Monday, May 29, 2017

Weekend projects. Not.





GREAT cinema à la carte
                               



Grand Designs  is worth paying for Netflix as a stand alone.   Two seasons cover 15 of the most mind boggling architectural house projects extant.  Trust me. Whoa! It appears that other episodes  are available  free. And HERE, too!.


2 comments:

Alien said...

I'd judge about 25% of each Grand Designs episode to be worth watching; unfortunately, one has to watch all 100% of each episode to get the random 25% that's worthwhile. 75% is the "feelz" part - interviewing the homeowners, asking how they are dealing with this or that issue, video of the homeowners' kids, dog, parrot and gerbil, etc.

This is the same thing that has made This Old House nearly worthless, and avoiding it was what made Dean Johnson's Hometime worth watching. Building a livable house, especially one with unique contstraints or family requirements, is both an architectural and construction challenge - material choices, assembly of those materials, house positioning, arrangement of spaces (particularly how those spaces can be used, and the flow between them), incorporating unique features, avoiding pitfalls, etc. - and I'm most interested in how design was used to accommodate those challenges, meaning I want the architect to - briefly - 'splain the whys and wherefores. I also want to see how the constructors met those assembly challenges (it's video with audio, so use the full features of the medium), not how much Cletus reveres his f***ing favorite hammer or who must be fellated to obtain permits.

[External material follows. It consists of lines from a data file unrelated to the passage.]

PR #1955, opened 2026-02-02
Notification Preferences/Templates, Email Templates/Branding, Vulnerability Updates

matoszz:
Adding several new + complimentary schemas to enhance campaigns capability, workflows,  integrations. Email branding and templating can be re-used outside of campaigns capability (intend to also plumb it into workflows). Notification preferences / templates are being added in anticipation of workflows and built-in alerting capabilities not becoming too noisy. Extending / enhancing the vulnerabilities capability as a part of SCI work. 

- `EmailBranding`: Organization-owned email branding config (colors, logo, fonts) with edges to Campaign and EmailTemplate 
- `EmailTemplate`: Versioned email templates with subject/body/preheader fields, JSON schema support, and links to EmailBranding, Integration, and Workflow entities
- `NotificationPreference`: Per-user channel preferences with topic routing, delivery scheduling (quiet hours, mute), and self-access policy
- `NotificationTemplate`: Channel-specific templates (email, Slack, Teams) with topic pattern matching, structured blocks, and workflow integration
- `IntegrationRun`: Internal execution history for integrations with timing, payload file references, and metrics (not exposed via GraphQL)
- `IntegrationWebhook`: Internal webhook endpoint config with auto-generated secrets and delivery tracking (not exposed via GraphQL)
- `Integration`: Added unique constraint on (owner, kind), provider metadata JSON, searchable name/kind, and edges to new template and webhook schemas
- `WorkflowDefinition`: Added edges to `NotificationTemplate` and `EmailTemplate`                                      
- `WorkflowInstance`: Added edge to `EmailTemplate`                         
- `WorkflowAssignment`: Added `due_at` timestamp for delegation/escalation scheduling
- `resolveVulnerability` resolver: Sets status to resolved and optionally creates a linked Review record                                                          
- `vulnerabilitySummary`: Aggregation query returning counts by severity, source, and status for dashboard widgets                                                         
- `WorkflowAdmin`: Force-complete, cancel (single and bulk), and reassign operations for workflow instances/assignments                                                                               
- `WorkflowProposal`: Full lifecycle management (query, update changes, submit, withdraw) with preview/diff support

### DIFF
--- a/internal/graphapi/workflowadmin_helpers.go
+++ b/internal/graphapi/workflowadmin_helpers.go
@@ -117,7 +117,7 @@ func closeWorkflowAssignments(ctx context.Context, client *generated.Client, ins
 
 	allowCtx := workflows.AllowContext(ctx)
 	if ownerID != "" {
-		if err := auth.SetOrganizationIDInAuthContext(allowCtx, ownerID); err != nil {
+		if err := common.SetOrganizationInAuthContext(allowCtx, &ownerID); err != nil {
 			return err
 		}
 	}
@@ -195,7 +195,7 @@ func (r *mutationResolver) forceCompleteWorkflowInstance(ctx context.Context, id
 	workflows.MarkSkipEventEmission(skipCtx)
 
 	if instance.OwnerID != "" {
-		if err := auth.SetOrganizationIDInAuthContext(skipCtx, instance.OwnerID); err != nil {
+		if err := common.SetOrganizationInAuthContext(skipCtx, &instance.OwnerID); err != nil {
 			return nil, err
 		}
 	}
@@ -280,7 +280,7 @@ func (r *mutationResolver) cancelWorkflowInstance(ctx context.Context, id string
 	workflows.MarkSkipEventEmission(skipCtx)
 
 	if instance.OwnerID != "" {
-		if err := auth.SetOrganizationIDInAuthContext(skipCtx, instance.OwnerID); err != nil {
+		if err := common.SetOrganizationInAuthContext(skipCtx, &instance.OwnerID); err != nil {
 			return nil, err
 		}
 	}
--- a/internal/graphapi/workflowproposalextended.resolvers.go
+++ b/internal/graphapi/workflowproposalextended.resolvers.go
@@ -61,7 +61,7 @@ func (r *mutationResolver) UpdateWorkflowProposalChanges(ctx context.Context, in
 	}
 
 	if proposal.OwnerID != "" {
-		if err := auth.SetOrganizationIDInAuthContext(allowCtx, proposal.OwnerID); err != nil {
+		if err := common.SetOrganizationInAuthContext(allowCtx, &proposal.OwnerID); err != nil {
 			return nil, err
 		}
 	}
@@ -114,7 +114,7 @@ func (r *mutationResolver) SubmitWorkflowProposal(ctx context.Context, id string
 	}
 
 	if proposal.OwnerID != "" {
-		if err := auth.SetOrganizationIDInAuthContext(allowCtx, proposal.OwnerID); err != nil {
+		if err := common.SetOrganizationInAuthContext(allowCtx, &proposal.OwnerID); err != nil {
 			return nil, err
 		}
 	}
@@ -175,7 +175,7 @@ func (r *mutationResolver) WithdrawWorkflowProposal(ctx context.Context, id stri
 	}
 
 	if proposal.OwnerID != "" {
-		if err := auth.SetOrganizationIDInAuthContext(allowCtx, proposal.OwnerID); err != nil {
+		if err := common.SetOrganizationInAuthContext(allowCtx, &proposal.OwnerID); err != nil {
 			return nil, err
 		}
 	}
@@ -284,7 +284,7 @@ func (r *queryResolver) WorkflowProposalsForObject(ctx context.Context, objectTy
 		return nil, parseRequestError(ctx, err, common.Action{Action: common.ActionGet, Object: "workflowobject"})
 	}
 	if ownerID != "" {
-		if err := auth.SetOrganizationIDInAuthContext(allowCtx, ownerID); err != nil {
+		if err := common.SetOrganizationInAuthContext(allowCtx, &ownerID); err != nil {
 			return nil, err
 		}
 	}


internal/ent/schema/emailbranding.go
```diff
@@ -0,0 +1,136 @@
...
+			Comment("friendly name for this email branding configuration").
+			NotEmpty().
+			MaxLen(nameMaxLen).
+			Annotations(
+				entx.FieldSearchable(),
+				entgql.OrderField("name"),
+			),
+		field.String("brand_name").
+			Comment("brand name displayed in templates").
+			MaxLen(trustCenterNameMaxLen).
```
golanglemonade: `trustCenterNameMaxLen` ?

internal/ent/schema/emailbranding.go
```diff
@@ -0,0 +1,136 @@
...
+			Comment("button text color for emails").
+			Validate(validator.HexColorValidator).
+			Optional(),
+		field.String("link_color").
+			Comment("link color for emails").
+			Validate(validator.HexColorValidator).
+			Optional(),
+		field.String("font_family").
+			Comment("font family for emails").
+			Optional(),
```
golanglemonade: Should probably be an enum?

```suggestion
		field.Enum("font_family").
			Comment("font family for emails").
			GoType(enums.Font("")).
			Default(enums.FontHelvetica.String()).
			Optional(),
```

internal/ent/schema/integrationrun.go
```diff
@@ -0,0 +1,200 @@
...
+			Comment("integration connection this run belongs to").
+			Optional(),
+		field.String("operation_name").
+			Comment("operation identifier executed for this run").
+			Optional().
+			Annotations(
+				entgql.OrderField("OPERATION_NAME"),
+			),
+		field.String("operation_kind").
+			Comment("operation category executed for this run").
```
golanglemonade, line 63: should this be an enum? I see this isn't a schema with resolvers so less of an issue but seems like a `kind` should still be typed?

internal/ent/schema/integrationrun.go
```diff
@@ -0,0 +1,200 @@
...
+			Annotations(
+				entgql.OrderField("OPERATION_KIND"),
+			),
+		field.String("run_type").
+			Comment("run type such as RUN or SYNC").
+			Optional().
+			Annotations(
+				entgql.OrderField("RUN_TYPE"),
+			),
+		field.String("status").
```
golanglemonade: same here? status should be an enum?

internal/ent/schema/integrationwebhook.go
```diff
@@ -0,0 +1,179 @@
...
+		field.String("integration_id").
+			Comment("integration connection this webhook belongs to").
+			Optional(),
+		field.String("name").
+			Comment("display name for the webhook endpoint").
+			Optional().
+			Annotations(
+				entgql.OrderField("NAME"),
+			),
+		field.String("status").
```
golanglemonade: status should be an enum?

internal/ent/schema/notification.go
```diff
@@ -74,6 +74,11 @@ func (Notification) Fields() []ent.Field {
 			Optional().
 			Immutable().
 			Annotations(entgql.Skip(entgql.SkipMutationUpdateInput)),
+		field.String("template_id").
```
golanglemonade, line 77: should this be an edge to the notification template table?

internal/ent/schema/notificationpreference.go
```diff
@@ -0,0 +1,195 @@
...
+		field.Enum("status").
+			Comment("status of the channel configuration").
+			GoType(enums.NotificationChannelStatus("")).
+			Default(enums.NotificationChannelStatusEnabled.String()).
+			Annotations(
+				entgql.OrderField("STATUS"),
+			),
+		field.String("provider").
+			Comment("provider for the channel, e.g. slack, email, teams").
+			Optional(),
```
golanglemonade, line 68: What is the difference between this and channel which is `slack`, `email`, `teams`?

internal/ent/schema/notificationpreference.go
```diff
@@ -0,0 +1,195 @@
...
+			Nillable(),
+		field.String("quiet_hours_start").
+			Comment("start of quiet hours in HH:MM").
+			Optional(),
+		field.String("quiet_hours_end").
+			Comment("end of quiet hours in HH:MM").
+			Optional(),
+		field.String("timezone").
+			Comment("timezone for quiet hours and digests").
+			Optional(),
```
golanglemonade: this should have a validator, e.g. from another place we have timezone:

```
Validate(func(s string) error {
				if s == "" {
					return nil
				}

				_, err := time.LoadLocation(s)

				return err
			}).
```

internal/graphapi/workflowadmin.resolvers.go
```diff
@@ -0,0 +1,306 @@
...
+func (r *mutationResolver) CancelWorkflowInstance(ctx context.Context, id string, reason *string) (*model.WorkflowInstanceAdminPayload, error) {
+	if !workflowsEnabled(r.db) {
+		return nil, ErrWorkflowsDisabled
+	}
+	if id == "" {
+		return nil, rout.NewMissingRequiredFieldError("id")
+	}
+
+	client := withTransactionalMutation(ctx)
+	allowCtx := workflows.AllowContext(ctx)
```
golanglemonade: Why is this allowing - theres no permissions checks before - would't that allow anyone to cancel any workflow?

internal/graphapi/workflowadmin.resolvers.go
```diff
@@ -0,0 +1,306 @@
...
+		return nil, rout.NewMissingRequiredFieldError("targets")
+	}
+
+	client := withTransactionalMutation(ctx)
+	assignment, err := client.WorkflowAssignment.Get(ctx, input.ID)
+	if err != nil {
+		return nil, parseRequestError(ctx, err, common.Action{Action: common.ActionUpdate, Object: "workflowassignment"})
+	}
+
+	allowCtx := workflows.AllowContext(ctx)
```
golanglemonade: Same here - we shouldn't be passing an allowContext here?

internal/graphapi/vulnerability_extended.resolvers.go
```diff
@@ -0,0 +1,96 @@
...
+	client := withTransactionalMutation(ctx)
+	vuln, err := client.Vulnerability.Get(ctx, id)
+	if err != nil {
+		return nil, parseRequestError(ctx, err, common.Action{Action: common.ActionUpdate, Object: "vulnerability"})
+	}
+
+	status := strings.TrimSpace(input.Status)
+	update := vuln.Update()
+	if status != "" {
+		update.SetStatus(status).SetOpen(false)
```
golanglemonade, line 36: setting a non-empty status implies it is no longer open?

internal/graphapi/vulnerability_extended.resolvers.go
```diff
@@ -0,0 +1,96 @@
...
+
+		if details := strings.TrimSpace(lo.FromPtrOr(input.Details, "")); details != "" {
+			reviewCreate.SetDetails(details)
+		} else if reason := strings.TrimSpace(lo.FromPtrOr(input.Reason, "")); reason != "" {
+			reviewCreate.SetSummary(reason)
+		}
+
+		if userID, err := auth.GetSubjectIDFromContext(ctx); err == nil && userID != "" {
+			reviewCreate.SetReviewerID(userID)
+		}
```
golanglemonade: You need to check the Subject type; this won't be a user id when its an API token but the `reviewer_id` field looks to be a edge to the `User` table

internal/graphapi/workflowadmin_helpers.go
```diff
@@ -0,0 +1,327 @@
...
+	if err != nil {
+		if generated.IsNotFound(err) {
+			return rout.ErrPermissionDenied
+		}
+		return parseRequestError(ctx, err, common.Action{Action: common.ActionGet, Object: "org_membership"})
+	}
+
+	if membership.Role != enums.RoleOwner && membership.Role != enums.RoleAdmin {
+		return rout.ErrPermissionDenied
+	}
```
golanglemonade: You shouldn't need to query the db at all here. You can use the auth context:

```
if err != nil {
    return nil, err
}

// make sure the `ownerID` matches the organizationID
if au.OrganizationID != ownerID {
     return rout.ErrPermissionDenied
}

if au.OrganizationRole != auth.OwnerRole && au.OrganizationRole != auth.AdminRole {
     return rout.ErrPermissionDenied
}
```

internal/graphapi/workflowadmin_helpers.go
```diff
@@ -0,0 +1,327 @@
...
+			}
+
+			bypassCtx := workflows.AllowBypassContext(ctx)
+			bypassCtx = workflows.WithSkipEventEmission(bypassCtx)
+			workflows.MarkSkipEventEmission(bypassCtx)
+			if instance.OwnerID != "" {
+				if err := auth.SetOrganizationIDInAuthContext(bypassCtx, instance.OwnerID); err != nil {
+					return nil, err
+				}
+			}
```
golanglemonade: this is already done on line 201 and I don't see anything that would possibly set the `instance.OwnerID` after the first time

internal/graphapi/workflowadmin.resolvers.go
```diff
@@ -0,0 +1,235 @@
...
+	if err != nil {
+		return nil, parseRequestError(ctx, err, common.Action{Action: common.ActionGet, Object: "workflowassignment"})
+	}
+
+	if err := r.requireWorkflowAdmin(ctx, assignment.OwnerID); err != nil {
+		return nil, err
+	}
+
+	if assignment.OwnerID != "" {
+		if err := auth.SetOrganizationIDInAuthContext(allowCtx, assignment.OwnerID); err != nil {
```
golanglemonade: Can you use `auth.SetOrganizationInAuthContext` in all places you have it instead of `auth.SetOrganizationIDInAuthContext`. The first checks that the user is actually authenticated in the org, the second:

```
// SetOrganizationIDInAuthContext sets the organization ID in the auth context
// this should only be used when creating a new organization and subsequent updates
// need to happen in the context of the new organization
```

internal/graphapi/workflowassignment_helpers.go
```diff
@@ -55,6 +62,39 @@ func (r *mutationResolver) validateAssignmentDecision(ctx context.Context, id st
...
+	membership, err := withTransactionalMutation(ctx).OrgMembership.Query().
+		Where(
+			orgmembership.UserIDEQ(userID),
+			orgmembership.OrganizationIDEQ(orgID),
+			orgmembership.RoleEQ(enums.RoleOwner),
+		).
+		Exist(ctx)
+	if err != nil || !membership {
+		return rout.ErrPermissionDenied
+	}
```
golanglemonade: No need for the query, you can just check the org role from the context. I would just use `auth. HasFullOrgWriteAccessFromContext(ctx)` so it will include the future super admins.

internal/graphapi/workflowassignmentextended.resolvers.go
```diff
@@ -122,8 +122,114 @@ func (r *mutationResolver) RejectWorkflowAssignment(ctx context.Context, id stri
...
+	metadata["change_requested_at"] = decidedAt.Format(time.RFC3339)
+	metadata["change_requested_by"] = decisionCtx.UserID
+	if reason != nil && *reason != "" {
+		metadata["change_reason"] = *reason
+	}
+	if len(inputs) > 0 {
+		metadata["change_inputs"] = inputs
+	}
+
+	allowCtx := workflows.AllowContext(ctx)
```
golanglemonade, line 152: Just confirming - this one doesn't need any further auth checks because you only need read access (which is done by `validateAssignmentDecision`) to make this request?

internal/graphapi/workflowproposal_helpers.go
```diff
@@ -0,0 +1,109 @@
...
+
+	if domainObjectType != "" && !strings.EqualFold(domainObjectType, objectType.String()) {
+		return fmt.Errorf("%w: proposal domain does not match object type", rout.ErrBadRequest)
+	}
+
+	if len(changes) == 0 {
+		return nil
+	}
+
+	allowed := make(map[string]struct{}, len(fields))
```
golanglemonade: with your love of `lo` I'm surprised you didn't use `lo.SliceToMap` :-D

internal/graphapi/workflowassignmentextended.resolvers.go
matoszz: correct, `validateAssignmentDecision` -> `assertAssignmentActor` so the allow context is required after that validation occurs to perform the update against `WorkflowAssignment`

internal/graphapi/workflowproposal_helpers.go
matoszz: just a missed opportunity is all /cattyping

When This Old House actually shows how Tommy and Norm accomplish stuff - technique and materials - the architect designed it's great; when whats-his-name-the-host takes the viewer on a 10-minute tour of wallpaper selection it's a waste of air time. But I expect that from PBS. Grand Designs falls into the same lefty trap.

oy vey ole' said...

The tower includes a "his and his shower." I think I'll pass.